*** Opening of THE DATA ***

PR #1285, opened 2018-05-29
SDESK-716 We should be able to restrict feed parser for feeding services

mugurrus:


apps/io/feeding_services/wufoo.py
```diff
@@ -47,7 +47,7 @@ class WufooFeedingService(FeedingService):
         }
     ]
 
-    force_values = {'feed_parser': 'wufoo'}
+    restricted_values = {'feed_parser': ['wufoo']}
```
petrjasek: it there any other usecase for restricted value? I think it could be more explicit via:
```python3
feed_parser = 'wufoo'
```
but not sure if there would be a restriction to more than 1 parsers.
this should be also defined imo for tap, ritzau, rss and twitter.

mugurrus: The code supports now one value lists (in which case it hides the feed parser field) and also multi-valued lists, together with tests. I don't see any logical reason to reduce the functionality once it's already done.
From the task: "we know that a feeding service can only be used with some feed parsers". I understand from this text that there may be multiple values so I implemented it this way.

petrjasek: simpler code is easier to maintain and read, that would be the reason.
what about other restricted values? I don't see that in the task.

superdesk/errors.py
```diff
@@ -237,6 +241,10 @@ def parserNotFoundError(cls, exception=None, provider=None):
     def notConfiguredError(cls, exception=None, provider=None):
         return SuperdeskIngestError(2001, exception, provider)
 
+    @classmethod
+    def invalidFeedParserValue(cls, exception=None, provider=None, restricted_fields=None):
```
petrjasek: seems like `restricted_fields` param is not used

PR #1287, opened 2018-05-31
[MEDIA] new "media_editor" endpoint

jerome-poisson:
client can use "media_editor" API to transform an image.
A request need to specify "item_id" and an "edit" object with edition
instruction.

Edition instructions keys are operations names, and values are
operations parameters.

So far, the following operations are available:

- rotate (counter clockwise degrees)
- flip (value can be "vertical" or "horizontal")
- brightness (value is a float)
- contrast (value is a float)
- grayscale (value is not used)

In the answer, the API will return an "item" object with updated
renditions. Renditions media are temporary, and will be cleaned after at
most 24 hours.

SDANSA-160


petrjasek:
imo rotate should get a number, so in ui they can press rotate 1/2/3/4 times and it would still be single operation.

jerome-poisson:
@petrjasek OK I can change no problem.

To do a single operation, user should press several times in a short delay, and client would have to not do the API request before this delay, is it not complicating for not so usual case ?

jerome-poisson:
I've updated the P.R., now it access `item` and `item_id` so client can use intermediate item to modify again a previously modified image.
rotation now use counter clockwise degrees for parameter.
Also raise SuperdeskAPIError when param is not what is expected or if both `item` and `item_id` are missing

petrjasek:
afaik client will only send it when user is done with editing, it handles preview on its own

jerome-poisson:
updated again, to add `grayscale` operation which was missing, and also added some documentation to describe the API.

superdesk/media/media_editor.py
```diff
@@ -0,0 +1,118 @@
...
+            'mapping': not_analyzed
+        },
+        'edit': {
+            'type': 'dict',
+            'required': True,
+            'mapping': not_analyzed
+        }
+    }
+    internal_resource = False
+    resource_methods = ['GET']
```
petrjasek: why is it actually using `GET` method? imo it should be `POST` - imo it changes state

jerome-poisson: It doesn't store items in database, files are temporary, I though `GET` was more appropriate in this specific case.

petrjasek: I think we also use post with picture crop, so it would be more consistent
https://github.com/superdesk/superdesk-core/blob/master/apps/picture_crop/__init__.py#L50

jerome-poisson: alright, I'll change it.

jerome-poisson: @petrjasek done

PR #1289, opened 2018-05-31
[VOCABULARIES] fixed error sending on validation error

jerome-poisson:
error was missing payload, resulting in message not displayed in client
in case of validation error.

SDESK-2923

### DIFF
--- a/superdesk/vocabularies/vocabularies.py
+++ b/superdesk/vocabularies/vocabularies.py
@@ -140,7 +140,9 @@ class VocabulariesService(BaseService):
                 for field, desc in update.get('schema', {}).items():
                     if ((desc.get('required', False) or unique_field == field) and (
                             field not in item or not item[field])):
-                        raise SuperdeskApiError.badRequestError('Required ' + field + ' in item ' + str(index))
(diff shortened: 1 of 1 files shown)


superdesk/vocabularies/vocabularies.py
```diff
@@ -140,7 +140,9 @@ def _validate_items(self, update):
                 for field, desc in update.get('schema', {}).items():
                     if ((desc.get('required', False) or unique_field == field) and (
                             field not in item or not item[field])):
-                        raise SuperdeskApiError.badRequestError('Required ' + field + ' in item ' + str(index))
+                        msg = 'Required ' + field + ' in item ' + str(index)
+                        payload = {'validator exception': msg}
```
petrjasek: for translation it would be better if the error is constant and it gets the rest as params, something like:
```
payload = {'error': 'Required {{ field }} is missing in item {{ item }}', 'params': {'field': field, 'item': index}}
```
or even just send some error code and put the whole string on client (this will simplify translate string extraction):
```
payload = {'error': {'required_field': 1}, 'params': {'field': field, 'item': index}}
```

PR #1293, opened 2018-06-05
SDESK-2940 specify qcode type in vocabulary schema

mugurrus:


petrjasek:
it should be enough to put this into https://github.com/superdesk/superdesk-core/blob/master/apps/prepopulate/data_init/vocabularies.json data updates don't run on new instances afaik

PR #1299, opened 2018-06-07
[MEDIA EDITOR] added "saturation" filter and do permanent saving on e…

jerome-poisson:
…ach API call

SDESK-3010

### DIFF
--- a/superdesk/media/media_editor.py
+++ b/superdesk/media/media_editor.py
@@ -12,10 +12,9 @@
 from superdesk.resource import Resource, not_analyzed
 from superdesk.services import BaseService
 from superdesk.media.renditions import generate_renditions, get_renditions_spec
-from superdesk.utc import utcnow
 from superdesk import get_resource_service
 from superdesk import errors
-from flask import request, current_app
+from flask import current_app
 from PIL import Image, ImageEnhance
 from io import BytesIO
 from eve.utils import config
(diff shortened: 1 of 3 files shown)


superdesk/media/media_editor.py
```diff
@@ -72,52 +71,62 @@ def transform(self, im, operation, param):
...
         elif operation == 'grayscale':
             return im.convert('L')
+        elif operation == 'saturation':
+            return ImageEnhance.Color(im).enhance(float(param))
         logger.warning('unhandled operation: {operation} {param}'.format(
             operation=operation,
             param=param))
         return im
 
     def create(self, docs):
```
petrjasek: I this this could be put into a few methods, it's kind of hard to follow what it does

jerome-poisson: for now it's only calling one method by operation, I could put in separate methods, but that would be on line each time. Do you think it's would really improve readability ?

superdesk/media/media_editor.py
```diff
@@ -61,63 +60,97 @@ def transform(self, im, operation, param):
...
+                                             current_app.media.url_for_media,
+                                             temporary=True)
+
+            # we update item in db, and the item we'll return to client
+            updates = {'renditions': renditions}
+            ids.append(item_id)
+            archive.update(item_id, updates, item)
+            item.update(updates)
+
+            # we can now delete old media
```
petrjasek: it should be probably kept so it's visible in previous versions

jerome-poisson:
@petrjasek I'm not sure to get it right, there is not more references to those renditions, were should I link them ?

jerome-poisson:
and AFAIK history is not requested.

superdesk/media/media_editor.py
```diff
@@ -61,63 +60,97 @@ def transform(self, im, operation, param):
...
+            for operation, param in edit.items():
+                try:
+                    out = self.transform(out, operation, param)
+                except ValueError as e:
+                    raise errors.SuperdeskApiError.badRequestError('invalid edit instructions: {msg}'.format(msg=e))
+            buf = BytesIO()
+            out.save(buf, format=im.format)
+
+            # we set metadata
+            buf.seek(0)
```
petr: May be it's better to hide in specific function ? like 
```
def set_metadata
```
And you make code more readeable than. And of course you don't need to write this comment

petrjasek:
I mean to keep the links working for previous item versions

superdesk/media/media_editor.py
jerome-poisson: Hi, thanks for your feedback.
Your suggestion make sense, but I'm not really fond of using methods for 3 lines, I find it more readable to see what's happening directly without having to jump in the code.
Question of taste I guess.

PR #1301, opened 2018-06-11
[MEDIA EDITOR] use item from archive when item is given by client

jerome-poisson:
using item given by client was resulting in item not being updated
correctly. This patch fixes it by getting item from database before
updating it.

SDESK-3010


petrjasek:
just wondering - does it work with autosave changes?

jerome-poisson:
@petrjasek keep this answer from @pavlovicnemanja  for PR history:

> I think no, I will do further tests for it, but I think autosave is not causing any changes on images

jerome-poisson:
I'm waiting from green light from @pavlovicnemanja before merging, in case any change is needed.

jerome-poisson:
after tests with @pavlovicnemanja it seems OK, I'm merging now.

*** Close of THE DATA ***

§ **TASK TO COMPLETE**: Return only the number of lines in the data above that hold the word "saturation".

§ **PROBLEM SOLUTION**: 2